Synthesis of ultra fine particles by plasma transferred arc: Influence of anode material on particle properties

Abstract There is a great deal of interest today in the special properties of nanoparticles and their potential applications. Gas-phase process, although having some drawbacks, has the largest control possibilities and is therefore the method chosen here. The size of the primary particles depends on the temperature/time history and material properties. Further growth of the particles strongly depends on the properties of the flow into which they are imbedded. In the current work, a transferred arc is used to produce nanometric particles from the condensation of metallic vapours obtained by controlled evaporation of the anode material, which becomes the solid precursor of the synthesis. As all types of anode materials would be used, depending of the nature of the desired particles, this technique requires a good control of the heat transfer and its application time to a given anode location, as well as the separation of evaporation/ nucleation-growth steps. That is why a new and original experimental set-up was built in order to control vapour production and its thermal history. Experiments showed that the heat transfer at the anode precursor strongly depends on the cold boundary layer (CBL) properties close to the anode.
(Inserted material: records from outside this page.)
PR #231, opened 2021-07-06
Speed up automatic id definition

braktar:
In our use case, we have a large amount of data with no id. It generates a performance issue due to the comparison of all the ids to find the maximum.

To fix it, we store the current maximum, and only perform the comparison to this value during the insertion.

### DIFF
--- a/lib/active_hash/base.rb
+++ b/lib/active_hash/base.rb
@@ -136,17 +136,21 @@ module ActiveHash
 
       def insert(record)
         @records ||= []
-        @max_id ||= 0
-        if record[:id] && record[:id].is_a?(Numeric)
-          @max_id = [@max_id, record[:id]].max
-        else
-          record[:id] ||= (@max_id = @max_id.succ)
-        end
+        set_id(record)
         validate_unique_id(record) if dirty
         mark_dirty
 
         add_to_record_index({ record.id.to_s => @records.length })
         @records << record
+      end
+
+      def set_id(record)
+        # sets record[:id] to @max_id+1 if it doesn't exist
+        if record[:id] && record[:id].is_a?(Numeric)
+          @max_id = [@max_id || 0, record[:id].ceil].max
+        else
+          record[:id] ||= (@max_id = @max_id.to_i.succ)
+        end
       end
 
       def record_index
--- a/lib/active_hash/base.rb
+++ b/lib/active_hash/base.rb
@@ -136,21 +136,17 @@ module ActiveHash
 
       def insert(record)
         @records ||= []
-        record[:id] ||= next_id
+        @max_id ||= 0
+        if record[:id] && record[:id].is_a?(Numeric)
+          @max_id = [@max_id, record[:id]].max
+        else
+          record[:id] ||= (@max_id = @max_id.succ)
+        end
         validate_unique_id(record) if dirty
         mark_dirty
 
         add_to_record_index({ record.id.to_s => @records.length })
         @records << record
-      end
-
-      def next_id
-        max_record = all.max { |a, b| a.id <=> b.id }
-        if max_record.nil?
-          1
-        elsif max_record.id.is_a?(Numeric)
-          max_record.id.succ
-        end
       end
 
       def record_index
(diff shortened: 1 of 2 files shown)


lib/active_hash/base.rb
```diff
@@ -136,23 +136,19 @@ def exists?(record)
...
       def insert(record)
         @records ||= []
-        record[:id] ||= next_id
+        @max_id ||= 0
+        if record[:id] && record[:id].is_a?(Numeric)
+          @max_id = [@max_id, record[:id]].max
+        else
+          record[:id] ||= (@max_id = @max_id.succ)
+        end
         validate_unique_id(record) if dirty
```
senhalil, line 145: It is possible to create an object with a negative id. In this case the `max_id` doesn't get updated correctly by the suggested edit. The previous behaviour would correctly identify the maximum id in this case.

There was also an issue with the previous code that `.succ` exists only for `Integer` and not for `Numeric` so it would raise a `NoMethodError Exception: undefined method 'succ' for 1.0:Float` if an object with a `Float` id happens to have the maximum `id`. This issue persists in the suggested edit.

I think it might be better to keep the id logic in a separate function to not clutter the insert logic. So I suggest the following (untested) code:

```ruby
      def insert(record)
        @records ||= []
        set_id(record)
        validate_unique_id(record) if dirty
        ...
      end

      begin set_id(record)
        # sets record[:id] to @max_id+1 if it doesn't exist
        if record[:id] && record[:id].is_a?(Numeric)
          @max_id = [@max_id || -Float::INFINITY, record[:id].ceil].max
        else
          record[:id] ||= (@max_id = @max_id.to_i.succ)
        end
      end
```
@braktar let me know if you like the suggested edit. Either I can include it in my PR or commit to your branch.

braktar: I just prefer to be consistent with the current tests and initialize @max_id to 0

senhalil: In that case can you add a test that creates an object with negative ID and then another one without id, to check the id of the last one to be 1.

You still take care of the Float id problem which can be handled with `.ceil` .

senhalil: Oh I just saw the new commit, you already did the test :facepalm:

lib/active_hash/base.rb
```diff
@@ -136,19 +136,23 @@ def exists?(record)
...
         @records << record
       end
 
+      def set_id(record)
+        # sets record[:id] to @max_id+1 if it doesn't exist
+        if record[:id] && record[:id].is_a?(Numeric)
+          @max_id = [@max_id || 0, record[:id].ceil].max
+        else
+          record[:id] ||= (@max_id = @max_id.to_i.succ)
+        end
```
senhalil: I didn't initialise `@max_id` to handle the negative values but if you are okay with ignoring the negative IDs, then you can be more expressive (similar to your original PR) -- no need for hiding `nil.to_i = 0` in `@max_id.to_i.succ` and  `[@max_id || 0, ...].max`.

```ruby
      def set_id(record)
        # sets record[:id] to @max_id+1 if it doesn't exist
        @max_id ||= 0
        if record[:id] && record[:id].is_a?(Numeric)
          @max_id = [@max_id, record[:id].ceil].max
        else
          record[:id] ||= (@max_id = @max_id.succ)
        end
      end
```

senhalil (approved):

senhalil:
When the warnings are enabled, `set_id` spits a message because of `@max_id`. 

I don't know which gem has changed the defaults but after a `bundle update` `rake test` gives the following error on our optimizer-api repository. 
Screenshot from 2021-07-20 16-54-35

I suggest the following modification 
```ruby
      def set_id(record)
        # sets record[:id] to @max_id+1 if it doesn't exist
        @max_id ||= 0
        if record[:id] && record[:id].is_a?(Numeric)
          @max_id = [@max_id, record[:id].ceil].max
        else
          record[:id] ||= (@max_id = @max_id.succ)
        end
      end
```

kbrock:
We should not be generating ids or values in Active Hash, so we're going to avoid optimizing and/or encouraging that behavior.

I think this behavior does meets your needs well. So you may want to add these 2 methods to a module and prepend in your class.

Issue #225, opened 2021-02-08
Release master for Ruby 3 compatibility


nsommer:
Would you consider bumping the version and doing a release of master? ActiveHash currently does not run with Ruby 3, but it was already fixed on master (https://github.com/zilkey/active_hash/commit/f6448312c748f7e0f2846ed0d377074c974d3f7d).

nsommer:
@kbrock @syguer any chance you would release soonish? 🙂

kbrock:
Hi @syguer -- are you the one to push these changes live?
Anything other people need to do to help with this effort?

aknicol:
Have these issues for Ruby 3 been resolved? I'm still receiving `Undefined method 'arity'` on my model definitions.

aknicol:
As I mentioned I'm still having issues, my code follows the example in the docs almost exactly, I have: 

```
class Person < ActiveRecord::Base

  extend ActiveHash::Associations::ActiveRecordExtensions
  belongs_to_active_hash :country

```
 
on the next line, 

`  belongs_to :surname, optional: true
`
I get the error **undefined method `arity' for {:optional=>true}:Hash**

cath-oneill:
Finally upgrading to Ruby 3, and running into the same issues.  It does appeared to be fixed for my use-case both in master ([f644831](https://github.com/zilkey/active_hash/commit/f6448312c748f7e0f2846ed0d377074c974d3f7d)) as @nsommer pointed out, and @gazayas' offered another possible fix in his PR.  Anything that can be done to help get the work that's already been done released?

Sixeight:
@zilkey Could you release a new version? Current version has some problem with Ruby 3.x.
Or, How about an idea create new organization for this library to maintain the software by community.
Thanks for the great library!

Sixeight:
https://github.com/active-hash had been created. but the new version has not been released. does anyone has manageable permission?

aknicol:
Has there been any progress on this?

yujideveloper:
v3.1.1 has been released that supports Ruby 3.x.
https://rubygems.org/gems/active_hash/versions/3.1.1

neocoin:
Please release version v3.1.2.  

I've made some monkey patches to make active_hash work in Ruby 3.2 and Rails 7. 

For example, I must need these commits.

00f98114f9b3c22010a47f3f7b35b7aed1a33b5d
bb111597fc2214f02670fb5d2d35f374a5f98466

[...]

PR #240, opened 2021-11-12
Use double splat operator in belongs_to call to super

gazayas:
I ran across this in a project I'm working on and found out other people were having the same problem: Issue #225.

`super` was calling the following method in ActiveRecord:
```ruby
def belongs_to(name, scope = nil, **options)
  reflection = Builder::BelongsTo.build(self, name, scope, options)
  Reflection.add_reflection self, name, reflection
end
```

`options` was getting substituted into `scope` which was causing the bug.
There might be a better fix for this (Using [ruby2_keywords](https://github.com/ruby/ruby2_keywords)?) so I can look over the code just in case, but this fixes the issue for me.

### DIFF
--- a/lib/associations/associations.rb
+++ b/lib/associations/associations.rb
@@ -16,7 +16,7 @@ module ActiveHash
         if klass && klass < ActiveHash::Base
           belongs_to_active_hash(name, options)
         else
-          super
+          super(name, **options)
         end
       end
 


cath-oneill:
This was fixed in ([f644831](https://github.com/zilkey/active_hash/commit/f6448312c748f7e0f2846ed0d377074c974d3f7d)), but hasn't been included in a versioned release yet.

PR #246, opened 2022-04-06
Gem versions

kbrock:
## Overview

I made the test run locally on my machine.

## Why fix travis.yml

I don't have the privs to migrate us from travis to github actions.
But I can fix some test issues.

Also, this will hopefully remove work for when we want to add the action.

## What changed

Each one has a commit message with more details:

- updated for changes to ruby 3.1.1 and psyche issues
- changed the `should` to `expect` tests
- removed `autorun` as it has been deprecated for a while
- only run tests with supported rails and ruby versions. (please holler if you want to support EOL ruby/rails)

## What was out of scope

While I did add a rails 7.0 gemspec, fixing the suite was out of scope.
Once that runs, we can uncomment the line in the travis.yml


kbrock:
@syguer I had merged a few PRs and wanted to make sure that the suite was still green.
When I downloaded to run it, things were in a little off.
Hope you like these changes.

I can merge if you are too busy, but would prefer to get your ok.

kbrock:
update:
- still support deprecated versions of rails and ruby. But don't run so many combinations on EOL versions

lib/active_yaml/base.rb
```diff
@@ -18,9 +18,15 @@ def extension
       end
 
       private
+if RUBY_VERSION > "3.1.0"
```
yujideveloper, line 21: @kbrock 
I guess this change is to support Psych v4, but Psych v4 is also available in <Ruby 3.1. So, I think we should use `Psych::VERSION` instead of `RUBY_VERSION`.

kbrock:
update:
- changed version checking to be Psych based (and not ruby based)

kbrock:
@yujideveloper do you want me to pull out the rspec changes (`autorun` and `expect`) for an easy merge?

Do you also consider the `YAML` change an easy merge?

While we can not run these on travis, it would be nice to upgrade the `.travis.yml` to at least run from the local command line.

lib/active_yaml/base.rb
```diff
@@ -18,9 +18,15 @@ def extension
       end
 
       private
+if Psych::VERSION >= "4.0.0"
+      def load_path(path)
+        YAML.load(ERB.new(File.read(path)).result, aliases: true, permitted_classes: [Time, Date, Symbol])
```
yujideveloper, line 23: We may need to consider using `unsafe_load` for backwards compatibility.
`YAML.unsafe_load` in Psych 4.0 is same as `YAML.load` in Psych < 4.0.

yujideveloper:
@kbrock 
> do you want me to pull out the rspec changes (autorun and expect) for an easy merge?

I think it's better to pull out, but I think it's okay as it is.

> Do you also consider the YAML change an easy merge?

I think it is easy merge, but I have one concern in https://github.com/active-hash/active_hash/pull/246#discussion_r853352555.

lib/active_yaml/base.rb
kbrock: ok, so just use `unsafe_load` and remove the need for the `permitted_classes` and gook

kbrock:
update:

- extracted changes to another PR
- changed `YAML.load` to `YAML.unsafe_load`
- removed those commits from here

adampal:
@kbrock now that we've cut over to GitHub Actions, is this PR still required?

adampal (approved):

For adequate parameters, it becomes possible to generate either diffuse or constricted stable arc root, and so to control vapour production. Orientation and so dissociation of evaporation and nucleation events is also achieved by tilting the angle between the jet issued from the cathode and the anode. The vapours produced are then naturally entrained towards a temperature controlled zone, where they are collected onto a water cooled substrate. It thus becomes possible to control the residence time and the thermal vapour history of the particles. Whereas aluminium oxide particles synthesized are clearly nanoparticle chain aggregates, iron oxides particles are spherical, in the micrometric range and no aggregates or agglomerates are visible. These experiments show that particle morphology, size and shape, for given working parameters, strongly depend on the properties of the material to be vaporized.